Portable Media World (a spanking new sister site to our favorite French gadget site, Akihabara News) has a review of the HMP-A1, the second-generation video player from Sony. They’re impressed by its fit-and-finish, but it’s clear from the review that Sony has crippled the device, forcing the user to go through two different programs to copy audio and video to the unit (and no ATRAC, hilariously), as well as reencode most video before transferring it over (it supports MPEG 1/2/4 but not MPEG4 derivatives like DivX or XviD, apparently). Battery life varies wildly depending on how much decoding the HMP-A1 must do, but even when gnawing on the relatively dense MPEG2 files it manages around a 4 hour playback — couple of movies worth, which is decent.
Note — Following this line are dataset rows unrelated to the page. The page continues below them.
PR #2221, opened 2024-09-04
feat: send weekly digest per timezone offset

capJavert:
- send weekly digest per timezone offset same as daily digest
- should split the send over many batches throughout the day instead of single one at midnight
- should also increase weekly digest quality (article freshness) since generation is much closer to send
- currently weekly digest is still sent only on Wednesday (but this logic should support configuration change in the future)

### DIFF
--- a/.infra/crons.ts
+++ b/.infra/crons.ts
@@ -42,7 +42,7 @@ export const crons: Cron[] = [
   },
   {
     name: 'personalized-digest',
-    schedule: '15 0 * * *',
+    schedule: '15 * * * *',
     limits: {
       memory: '1Gi',
     },
--- a/src/cron/personalizedDigest.ts
+++ b/src/cron/personalizedDigest.ts
@@ -1,7 +1,8 @@
+import { addHours, startOfHour } from 'date-fns';
 import {
   DEFAULT_TIMEZONE,
   getPersonalizedDigestPreviousSendDate,
-  getPersonalizedDigestSendDate,
+  digestPreferredHourOffset,
   notifyGeneratePersonalizedDigest,
   schedulePersonalizedDigestSubscriptions,
 } from '../common';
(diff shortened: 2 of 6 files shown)


.infra/crons.ts
```diff
@@ -42,7 +42,7 @@ export const crons: Cron[] = [
   },
   {
     name: 'personalized-digest',
-    schedule: '15 0 * * *',
+    schedule: '15 * * * *',
```
capJavert, line 45: Just moved it to every hour at 15th minute for now, its gonna overlap with daily digest load as well but overall load should be smaller 🤞 

also was thinking to move it at 30th minute but as digest grows processing will just rise so they will overlap again, open to ideas

src/cron/personalizedDigest.ts
```diff
@@ -1,32 +1,44 @@
...
       .leftJoin(User, 'u', 'u.id = upd."userId"')
-      .where('upd."preferredDay" = :nextPreferredDay', {
-        nextPreferredDay,
-      })
+      .where(
+        `(EXTRACT(DAY FROM NOW() AT TIME ZONE COALESCE(NULLIF(u.timezone, ''), '${DEFAULT_TIMEZONE}')) - 1) = upd."preferredDay"`,
+        {
+          defaultTimezone: DEFAULT_TIMEZONE,
+        },
+      )
```
capJavert, line 34: basically similar how we are guessing the hour in user's timezone now we are also guessing the day of week in the timezone so we know when we need to send

`-1` is here because psql weekdays are 1-7

idoshamun (approved):

omBratteng (approved):

.infra/crons.ts
rebelchris: My take is probably we want to look eventually at a different way of processing, but not urgent maybe something to chat about during gathering?

src/cron/personalizedDigest.ts
rebelchris: I think you took `day` (1-31) instead of `dow` (0-6)
https://www.postgresql.org/docs/8.1/functions-datetime.html

It probably looked ok because it's only the 5th now.

rebelchris (changes requested):

.infra/crons.ts
capJavert: Its more of a concern if feed service can take it because on our side we can  definitely process more messages quickly.

src/cron/personalizedDigest.ts
capJavert: damn you are righh 100%, this is why we do code reviews, tnx! fixed in f4998457b2ab80cb23515f74bd133790a18f32ea

rebelchris (approved):
Looks good, maybe do we have a test that mimic like middle of month?
(as previous implementation then should have failed?) (not urgent/blocking)

PR #2223, opened 2024-09-04
fix: formatting the streak recovery date to the correct timezone

sshanzel:
When fetching the column, we need to set the right type so that the value will be in UTC format before converting it the user's configured timezone.

Similar to what we were doing in the past with user read history.
https://github.com/dailydotdev/daily-api/blob/350c878774a7838febe0d18f162f0f812c1e82f7/src/schema/users.ts#L1033

### DIFF
--- a/__tests__/users.ts
+++ b/__tests__/users.ts
@@ -574,6 +574,35 @@ describe('query userStreaks', () => {
       await expectStreak(5, 5, lastViewAt);
     });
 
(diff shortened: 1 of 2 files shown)


sshanzel:
To prove the case, I reverted the commit that contained the fix. Kindly check this commit and the relevant test case for it.

https://github.com/dailydotdev/daily-api/pull/2223/commits/efd0fb87be1cfe543d3beb50a89ec21c0c34945d

nensidosari (approved):

capJavert (approved):

PR #2224, opened 2024-09-05
fix: reputation event for restoring streak

sshanzel:
Restoring for the 3rd time might introduce an issue. In this case, we should just use when the restoration happened for the target id to provide uniqueness.

### DIFF
--- a/__tests__/users.ts
+++ b/__tests__/users.ts
@@ -671,412 +671,6 @@ describe('query userStreaks', () => {
     });
   });
 
-  describe('streak recovery mutation', () => {
-    const MUTATION = `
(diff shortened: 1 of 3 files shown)


capJavert (approved):

sshanzel:
Let me just add the tests before merging. We should catch the error with the tests.

sshanzel:
Added all the tests in this commit: https://github.com/dailydotdev/daily-api/pull/2224/commits/111e7d5f3d1d2def9385c8d8fb393308a1f0b69d

The other commits about the tests, I just moved it out of unnecessary describe nesting.

PR #2227, opened 2024-09-05
fix: flaky digest test

capJavert:
Simulation of "timezone" in the test was not right, I was just manually calculating offset and since weekly digest takes day into account it would no longer match.

Now I set the value in proper timezone globally inside cron during test so everything executes in the said timezone.


omBratteng (approved):

rebelchris (approved):
Fakers for the win 🙏

PR #2231, opened 2024-09-06
fix: setting of cache when timezone is involved

sshanzel:
Most of our streaks data are queried and the correct timezones are fetched. However, in CDC, the data being passed is in UTC, hence, in JS we need to convert it to the right timezone for a proper calculation.

Added to tests:
- Timezone > UTC
- Timezone < UTC

Validated the entire CDC process relating to the setting of cache, every end considers timezone now.


src/common/users.ts
```diff
@@ -546,8 +546,9 @@ export const shouldAllowRestore = async (
 ) => {
   const { userId, lastViewAt: lastViewAtDb } = streak;
   const user = await con.getRepository(DbUser).findOneBy({ id: userId });
-  const today = new Date();
-  const lastView = new Date(lastViewAtDb);
+  const timezone = user.timezone || 'utc';
```
capJavert, line 549: we have `DEFAULT_TIMEZONE` const probably better to use it

src/common/users.ts
```diff
@@ -546,8 +546,9 @@ export const shouldAllowRestore = async (
...
+  const today = utcToZonedTime(new Date(), timezone);
+  const lastView = utcToZonedTime(new Date(lastViewAtDb), timezone);
```
capJavert, line 551: `lastViewAtDb` is not `Date` already?

capJavert (approved):
Looks good, some questions mostly

src/common/users.ts
sshanzel: Oh, nice, yeah. Let's use that.

src/common/users.ts
sshanzel: No, this one came from CDC. So either a number or a string. You never know :hide_the_pain:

Left-handed users get an unfulfilled tease, as the HMP-A1 supports a screen pivot for lefty use, but doesn’t switch the directions of the controls, meaning scrolling down, for instance, will cause the HMP-A1 to scroll up.
It looks nice, but considering the major market for these units — we geeks who rip our own DVDs, record TV, and download video (illegally) — it’s probably better to wait for one of the iRiver or Archos players that don’t do annoying things like hide the directories on the hard drive.
Read [PMW.SorobanGeeks]
Related
Sony’s HMP-A1 VAIO Video Pocket [Gizmodo]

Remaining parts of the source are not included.